Our present culture promotes a one-sided rightness that threatens our evolution. We all form

an opinion based on what meets our eyes without clear context of celebrity feuds, influencer

beefs, or the messiness of our social media friends that overshare, particularly when in conflict.

I grew out of participating in the argumentative process of proving my rightness in the virtual

world of social media and in my personal life. I found it to be futile, as I was often left with the

vibrations of irritation and agitation. After all my typed pontificating the perceived

“opposition” was still positional about what they believed, as was I. I want to be in healthy

relationship. I want to know and be known in ways that inspire transformation and conversion

towards my highest self and invites others to do the same.

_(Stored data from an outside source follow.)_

Issue #1890, opened 2022-04-22
Open PR doesn't work with BitBucket and custom SSH username


xxdavid:
**Describe the bug**
BitBucket allows to use a different SSH username than the traditional `git` (i.e. `my-username@bitbucket.org` instead of `git@bitbucket.org`). It is useful for working with multiple SSH keys (personal and professional). It is nicely described [here](https://bitbucket.org/blog/better-support-multiple-ssh-keys).

However lazygit uses [the default regex](https://github.com/jesseduffield/lazygit/blob/bcc04664982f78fe919654f06a348e1ac25e364a/pkg/commands/hosting_service/definitions.go#L7) `^git@.*:(?P<owner>.*)/(?P<repo>.*?)(?:\.git)?$` for parsing BitBucket repo details that allows only the `git` username.

It would probably be enough to change the `regexStrings` inside `bitbucketServiceDef`to a more general regex like `^.*@.*:(?P<owner>.*)/(?P<repo>.*?)(?:\.git)?$`. Should I create a pull request?

**To Reproduce**
1. Use the `my-username@bitbucket.org` remote.
2. Select a branch.
3. Press `o`
4. See the error `Failed to parse repo information from url`

**Expected behavior**
It should open a new PR in the browser.

**Desktop (please complete the following information):**
 - OS: macOS
 - Lazygit Version 0.33

Thank you for such an amazing tool! ❤️

jesseduffield:
@xxdavid that makes sense. Yes, please do make a PR! I'll be happy to review

PR #2087, opened 2022-08-06
Support custom SSH usernames on BitBucket

xxdavid:
I finally found time and fixed the issue #1890. The change is trivial. :)


jesseduffield:
Nice work!

eerison:
Hey @xxdavid 

Do you have any example how should it work?

When I press "O", I get a message that this command is not supported  :/

eerison:
> Hey @xxdavid
> 
> Do you have any example how should it work?
> 
> When I press "O", I get a message that this command is not supported :/

Ok I found it ;)

https://github.com/jesseduffield/lazygit/blob/master/docs/Config.md#custom-pull-request-urls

I read the inquiry “do you want to be right or do you want to be happy” in a couples counseling

book for therapists centered in the work of John Gottman, a world renown couples therapist

and researcher. I am a student of being in healthy relationship as I work with individuals and

couples who desire to be in nourishing intra-personal and interpersonal connections. In my own

intimate partnership, I find value in discerning when to speak on a thing out of my desire to be

right and when to simply SHUT UP! I use the following guidelines for myself:

  • Is the person speaking to their direct experience of me or through their sight of wounding?

  • Am I in a place where I can offer my thoughts and feelings constructively?

  • What is happening in my body and is my own trauma being triggered?

  • Is my safety and/or wellness threatened?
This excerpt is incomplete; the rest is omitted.